Records from a data source
--- START ---
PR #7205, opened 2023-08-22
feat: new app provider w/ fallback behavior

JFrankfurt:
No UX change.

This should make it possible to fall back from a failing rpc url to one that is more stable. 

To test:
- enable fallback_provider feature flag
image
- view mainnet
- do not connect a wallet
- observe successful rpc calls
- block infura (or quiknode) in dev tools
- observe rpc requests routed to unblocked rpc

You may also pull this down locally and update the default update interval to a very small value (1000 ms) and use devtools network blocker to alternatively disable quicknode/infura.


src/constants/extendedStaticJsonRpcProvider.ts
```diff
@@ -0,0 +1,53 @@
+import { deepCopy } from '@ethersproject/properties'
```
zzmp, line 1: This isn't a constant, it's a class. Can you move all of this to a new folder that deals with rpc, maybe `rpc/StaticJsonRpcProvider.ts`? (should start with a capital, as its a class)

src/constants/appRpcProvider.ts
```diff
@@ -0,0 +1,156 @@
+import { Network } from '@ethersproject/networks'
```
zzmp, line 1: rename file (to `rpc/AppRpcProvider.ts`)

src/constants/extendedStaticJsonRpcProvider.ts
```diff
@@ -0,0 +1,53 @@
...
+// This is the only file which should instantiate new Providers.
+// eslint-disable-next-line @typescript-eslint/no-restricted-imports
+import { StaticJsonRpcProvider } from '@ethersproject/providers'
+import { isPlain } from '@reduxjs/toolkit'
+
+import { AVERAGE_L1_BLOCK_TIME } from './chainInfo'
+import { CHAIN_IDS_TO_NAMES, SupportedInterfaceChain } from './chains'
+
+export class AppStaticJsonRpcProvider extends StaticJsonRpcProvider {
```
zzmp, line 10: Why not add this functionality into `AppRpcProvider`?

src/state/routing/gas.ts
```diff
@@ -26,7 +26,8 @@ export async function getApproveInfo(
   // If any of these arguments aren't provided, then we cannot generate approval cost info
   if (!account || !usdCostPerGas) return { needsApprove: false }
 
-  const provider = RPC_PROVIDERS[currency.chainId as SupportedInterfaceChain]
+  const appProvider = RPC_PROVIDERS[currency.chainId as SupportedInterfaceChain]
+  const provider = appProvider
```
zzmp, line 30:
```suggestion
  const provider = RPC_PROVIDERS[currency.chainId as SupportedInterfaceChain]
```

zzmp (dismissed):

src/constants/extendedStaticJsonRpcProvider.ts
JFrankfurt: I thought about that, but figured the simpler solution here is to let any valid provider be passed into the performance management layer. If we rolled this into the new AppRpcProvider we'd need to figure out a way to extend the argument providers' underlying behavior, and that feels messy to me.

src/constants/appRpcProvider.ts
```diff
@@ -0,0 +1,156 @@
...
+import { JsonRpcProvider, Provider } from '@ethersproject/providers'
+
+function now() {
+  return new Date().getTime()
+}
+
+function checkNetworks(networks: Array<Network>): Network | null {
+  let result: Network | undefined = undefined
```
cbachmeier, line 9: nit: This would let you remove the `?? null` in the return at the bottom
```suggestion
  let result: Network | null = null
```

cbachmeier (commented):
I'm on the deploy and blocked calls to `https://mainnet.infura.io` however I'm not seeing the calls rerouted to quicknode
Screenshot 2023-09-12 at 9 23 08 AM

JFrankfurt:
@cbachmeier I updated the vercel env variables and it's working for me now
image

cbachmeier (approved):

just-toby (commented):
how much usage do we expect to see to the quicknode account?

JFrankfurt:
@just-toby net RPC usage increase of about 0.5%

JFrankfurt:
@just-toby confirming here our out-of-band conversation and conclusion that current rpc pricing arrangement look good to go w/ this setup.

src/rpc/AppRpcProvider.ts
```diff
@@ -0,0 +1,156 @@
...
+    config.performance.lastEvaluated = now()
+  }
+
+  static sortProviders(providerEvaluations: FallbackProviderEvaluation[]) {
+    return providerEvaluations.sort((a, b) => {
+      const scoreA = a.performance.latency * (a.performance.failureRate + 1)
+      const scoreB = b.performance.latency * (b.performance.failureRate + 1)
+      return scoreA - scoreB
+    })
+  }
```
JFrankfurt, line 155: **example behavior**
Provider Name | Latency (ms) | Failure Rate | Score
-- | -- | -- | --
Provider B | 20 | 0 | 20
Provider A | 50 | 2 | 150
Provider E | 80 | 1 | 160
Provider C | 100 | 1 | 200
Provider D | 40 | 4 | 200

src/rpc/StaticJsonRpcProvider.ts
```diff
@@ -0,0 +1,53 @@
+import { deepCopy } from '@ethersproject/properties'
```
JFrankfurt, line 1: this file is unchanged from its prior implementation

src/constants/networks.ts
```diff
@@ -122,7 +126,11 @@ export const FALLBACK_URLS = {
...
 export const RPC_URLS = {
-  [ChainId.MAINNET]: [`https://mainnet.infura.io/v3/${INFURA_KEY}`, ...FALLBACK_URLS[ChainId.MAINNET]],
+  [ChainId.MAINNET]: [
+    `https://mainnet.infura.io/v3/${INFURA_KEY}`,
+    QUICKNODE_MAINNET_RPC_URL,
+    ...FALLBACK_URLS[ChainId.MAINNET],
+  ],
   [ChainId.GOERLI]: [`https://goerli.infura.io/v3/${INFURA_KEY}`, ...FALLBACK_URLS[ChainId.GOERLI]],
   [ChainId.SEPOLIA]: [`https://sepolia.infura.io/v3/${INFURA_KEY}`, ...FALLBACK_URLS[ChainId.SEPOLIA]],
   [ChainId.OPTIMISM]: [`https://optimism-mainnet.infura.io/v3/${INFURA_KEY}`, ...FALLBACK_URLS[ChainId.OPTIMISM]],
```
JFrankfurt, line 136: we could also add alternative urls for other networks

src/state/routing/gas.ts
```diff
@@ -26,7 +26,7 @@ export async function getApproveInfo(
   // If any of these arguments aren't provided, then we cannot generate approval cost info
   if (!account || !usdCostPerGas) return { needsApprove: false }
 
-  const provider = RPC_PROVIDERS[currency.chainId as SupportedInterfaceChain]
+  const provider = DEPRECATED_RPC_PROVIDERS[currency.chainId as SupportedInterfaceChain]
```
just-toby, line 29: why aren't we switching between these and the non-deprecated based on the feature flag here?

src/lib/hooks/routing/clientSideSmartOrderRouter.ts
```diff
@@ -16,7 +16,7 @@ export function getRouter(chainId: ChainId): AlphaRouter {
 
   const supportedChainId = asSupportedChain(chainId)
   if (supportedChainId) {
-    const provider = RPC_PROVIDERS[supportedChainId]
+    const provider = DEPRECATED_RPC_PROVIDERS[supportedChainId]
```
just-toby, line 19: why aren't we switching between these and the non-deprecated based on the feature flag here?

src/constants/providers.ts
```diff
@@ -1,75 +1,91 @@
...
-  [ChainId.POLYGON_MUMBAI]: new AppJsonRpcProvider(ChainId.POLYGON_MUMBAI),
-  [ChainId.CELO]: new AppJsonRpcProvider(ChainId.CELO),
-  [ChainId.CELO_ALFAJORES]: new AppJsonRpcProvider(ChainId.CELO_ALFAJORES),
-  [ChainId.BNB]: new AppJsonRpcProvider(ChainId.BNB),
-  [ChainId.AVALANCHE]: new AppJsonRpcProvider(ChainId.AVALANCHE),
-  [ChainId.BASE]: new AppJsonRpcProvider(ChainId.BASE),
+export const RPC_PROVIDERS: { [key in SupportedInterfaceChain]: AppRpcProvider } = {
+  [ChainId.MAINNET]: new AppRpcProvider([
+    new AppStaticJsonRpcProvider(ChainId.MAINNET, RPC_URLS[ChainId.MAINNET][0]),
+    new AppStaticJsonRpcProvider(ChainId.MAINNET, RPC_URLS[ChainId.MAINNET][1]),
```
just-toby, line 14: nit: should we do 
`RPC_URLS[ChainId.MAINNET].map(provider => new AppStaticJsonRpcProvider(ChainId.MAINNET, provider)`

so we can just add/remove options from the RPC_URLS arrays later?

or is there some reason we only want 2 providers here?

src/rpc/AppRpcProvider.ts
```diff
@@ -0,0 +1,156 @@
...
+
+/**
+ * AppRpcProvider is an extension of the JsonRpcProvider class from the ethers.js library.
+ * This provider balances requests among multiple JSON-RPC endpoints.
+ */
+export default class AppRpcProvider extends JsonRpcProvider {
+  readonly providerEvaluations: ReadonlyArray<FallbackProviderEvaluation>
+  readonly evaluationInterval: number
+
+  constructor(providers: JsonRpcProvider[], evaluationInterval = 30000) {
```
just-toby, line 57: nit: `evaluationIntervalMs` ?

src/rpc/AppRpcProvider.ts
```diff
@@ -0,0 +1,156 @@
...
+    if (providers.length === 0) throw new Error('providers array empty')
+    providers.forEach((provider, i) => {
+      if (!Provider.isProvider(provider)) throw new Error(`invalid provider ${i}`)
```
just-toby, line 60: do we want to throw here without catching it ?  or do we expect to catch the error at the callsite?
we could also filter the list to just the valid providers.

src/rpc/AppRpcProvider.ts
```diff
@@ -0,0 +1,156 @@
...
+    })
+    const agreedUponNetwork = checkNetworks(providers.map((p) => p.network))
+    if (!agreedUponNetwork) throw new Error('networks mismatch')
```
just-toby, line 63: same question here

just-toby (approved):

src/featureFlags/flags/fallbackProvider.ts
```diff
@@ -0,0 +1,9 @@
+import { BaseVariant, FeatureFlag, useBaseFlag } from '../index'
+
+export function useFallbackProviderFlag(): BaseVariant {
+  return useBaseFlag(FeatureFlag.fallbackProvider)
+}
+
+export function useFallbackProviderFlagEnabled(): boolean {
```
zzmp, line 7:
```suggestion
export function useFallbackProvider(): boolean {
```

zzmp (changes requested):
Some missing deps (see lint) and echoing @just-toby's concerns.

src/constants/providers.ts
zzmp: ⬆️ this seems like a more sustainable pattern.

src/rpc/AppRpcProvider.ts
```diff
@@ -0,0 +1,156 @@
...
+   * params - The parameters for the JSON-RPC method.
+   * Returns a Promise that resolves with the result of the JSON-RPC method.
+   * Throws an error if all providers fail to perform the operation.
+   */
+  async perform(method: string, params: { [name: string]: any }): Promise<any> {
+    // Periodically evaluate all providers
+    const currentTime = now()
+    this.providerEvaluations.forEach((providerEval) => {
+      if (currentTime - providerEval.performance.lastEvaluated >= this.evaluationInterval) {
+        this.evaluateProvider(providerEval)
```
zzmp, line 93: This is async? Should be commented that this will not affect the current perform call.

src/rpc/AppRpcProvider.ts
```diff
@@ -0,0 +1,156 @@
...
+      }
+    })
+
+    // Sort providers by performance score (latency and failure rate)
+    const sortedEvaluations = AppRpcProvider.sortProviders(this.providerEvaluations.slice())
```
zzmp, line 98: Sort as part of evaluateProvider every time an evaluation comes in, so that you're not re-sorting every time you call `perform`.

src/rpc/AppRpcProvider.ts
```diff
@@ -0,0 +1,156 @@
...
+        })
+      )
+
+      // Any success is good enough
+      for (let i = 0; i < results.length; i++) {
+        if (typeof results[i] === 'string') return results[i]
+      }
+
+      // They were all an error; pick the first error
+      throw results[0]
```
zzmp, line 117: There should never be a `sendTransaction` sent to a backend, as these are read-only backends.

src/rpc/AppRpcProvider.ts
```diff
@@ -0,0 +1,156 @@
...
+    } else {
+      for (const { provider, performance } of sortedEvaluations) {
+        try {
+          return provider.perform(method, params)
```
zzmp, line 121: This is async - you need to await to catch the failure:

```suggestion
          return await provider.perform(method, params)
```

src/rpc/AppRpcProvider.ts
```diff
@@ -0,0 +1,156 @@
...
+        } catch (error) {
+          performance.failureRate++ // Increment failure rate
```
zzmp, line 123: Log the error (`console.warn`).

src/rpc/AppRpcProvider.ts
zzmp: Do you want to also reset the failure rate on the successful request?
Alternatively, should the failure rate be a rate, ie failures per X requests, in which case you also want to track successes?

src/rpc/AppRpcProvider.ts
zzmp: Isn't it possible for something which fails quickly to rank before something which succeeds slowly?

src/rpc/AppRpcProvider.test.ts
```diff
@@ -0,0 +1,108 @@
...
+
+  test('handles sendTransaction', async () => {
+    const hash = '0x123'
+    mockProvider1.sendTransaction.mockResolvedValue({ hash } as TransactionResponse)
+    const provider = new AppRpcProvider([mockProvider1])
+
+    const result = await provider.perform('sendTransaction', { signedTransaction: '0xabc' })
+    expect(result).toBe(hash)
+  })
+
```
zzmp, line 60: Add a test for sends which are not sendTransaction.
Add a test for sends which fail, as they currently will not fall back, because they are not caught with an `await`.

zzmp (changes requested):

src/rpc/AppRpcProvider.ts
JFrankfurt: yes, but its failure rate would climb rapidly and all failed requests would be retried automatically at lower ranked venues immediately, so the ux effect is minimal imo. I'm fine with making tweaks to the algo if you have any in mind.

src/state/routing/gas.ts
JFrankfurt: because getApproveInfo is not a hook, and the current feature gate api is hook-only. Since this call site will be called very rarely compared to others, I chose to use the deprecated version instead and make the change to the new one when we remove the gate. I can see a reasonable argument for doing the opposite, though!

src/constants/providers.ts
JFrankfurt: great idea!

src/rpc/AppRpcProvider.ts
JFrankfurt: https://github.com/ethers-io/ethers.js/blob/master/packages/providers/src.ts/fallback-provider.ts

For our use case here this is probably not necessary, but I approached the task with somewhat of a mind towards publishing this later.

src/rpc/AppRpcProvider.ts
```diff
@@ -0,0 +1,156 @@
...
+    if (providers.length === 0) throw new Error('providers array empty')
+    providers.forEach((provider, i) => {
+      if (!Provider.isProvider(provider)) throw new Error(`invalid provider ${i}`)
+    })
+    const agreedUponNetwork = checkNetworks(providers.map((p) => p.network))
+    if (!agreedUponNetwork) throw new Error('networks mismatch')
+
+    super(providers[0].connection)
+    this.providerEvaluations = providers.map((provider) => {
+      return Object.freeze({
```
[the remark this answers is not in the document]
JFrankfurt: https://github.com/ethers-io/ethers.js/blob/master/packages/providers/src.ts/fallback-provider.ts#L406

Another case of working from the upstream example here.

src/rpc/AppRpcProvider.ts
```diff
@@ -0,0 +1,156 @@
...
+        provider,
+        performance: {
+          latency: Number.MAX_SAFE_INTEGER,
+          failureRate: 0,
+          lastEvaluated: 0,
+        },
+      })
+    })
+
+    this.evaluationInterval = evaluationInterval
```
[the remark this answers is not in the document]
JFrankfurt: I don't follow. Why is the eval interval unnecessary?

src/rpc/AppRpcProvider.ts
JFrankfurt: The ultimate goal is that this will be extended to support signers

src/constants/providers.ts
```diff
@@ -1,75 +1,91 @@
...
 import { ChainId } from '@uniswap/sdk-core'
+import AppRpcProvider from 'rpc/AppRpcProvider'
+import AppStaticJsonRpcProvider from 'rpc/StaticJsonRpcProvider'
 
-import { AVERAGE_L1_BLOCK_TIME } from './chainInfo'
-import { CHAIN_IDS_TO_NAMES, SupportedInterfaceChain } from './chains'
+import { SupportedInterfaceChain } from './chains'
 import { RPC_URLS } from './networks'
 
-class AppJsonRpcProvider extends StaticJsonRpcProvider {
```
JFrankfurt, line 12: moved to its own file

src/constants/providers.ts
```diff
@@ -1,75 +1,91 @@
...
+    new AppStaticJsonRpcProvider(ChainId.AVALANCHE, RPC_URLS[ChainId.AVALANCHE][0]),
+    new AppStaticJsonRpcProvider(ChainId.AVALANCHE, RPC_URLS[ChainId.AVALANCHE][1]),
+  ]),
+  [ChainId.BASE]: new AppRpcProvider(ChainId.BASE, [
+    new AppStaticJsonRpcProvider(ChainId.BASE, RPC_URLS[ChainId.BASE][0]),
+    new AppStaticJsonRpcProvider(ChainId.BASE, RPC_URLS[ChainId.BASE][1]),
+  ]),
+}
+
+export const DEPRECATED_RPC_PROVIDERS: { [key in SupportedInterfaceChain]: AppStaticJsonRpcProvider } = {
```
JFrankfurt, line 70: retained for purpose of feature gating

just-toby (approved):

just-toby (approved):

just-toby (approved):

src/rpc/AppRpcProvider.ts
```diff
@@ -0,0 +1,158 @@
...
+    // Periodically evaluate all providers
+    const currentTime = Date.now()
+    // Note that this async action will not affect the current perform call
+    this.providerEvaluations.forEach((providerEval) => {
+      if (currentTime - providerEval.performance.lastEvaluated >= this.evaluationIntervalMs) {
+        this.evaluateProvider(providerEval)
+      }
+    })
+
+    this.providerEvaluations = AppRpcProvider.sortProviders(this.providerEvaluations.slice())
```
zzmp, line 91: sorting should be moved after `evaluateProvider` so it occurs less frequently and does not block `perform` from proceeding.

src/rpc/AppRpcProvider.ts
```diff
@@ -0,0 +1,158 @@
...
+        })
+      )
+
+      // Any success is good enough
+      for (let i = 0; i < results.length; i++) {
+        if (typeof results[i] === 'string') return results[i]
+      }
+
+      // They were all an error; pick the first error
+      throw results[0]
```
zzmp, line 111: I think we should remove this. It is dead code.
--- END ---
TRY IT: Gather and copy every line of the data in which the string "null" is found.

REPLY:
+function checkNetworks(networks: Array<Network>): Network | null {
cbachmeier, line 9: nit: This would let you remove the `?? null` in the return at the bottom
  let result: Network | null = null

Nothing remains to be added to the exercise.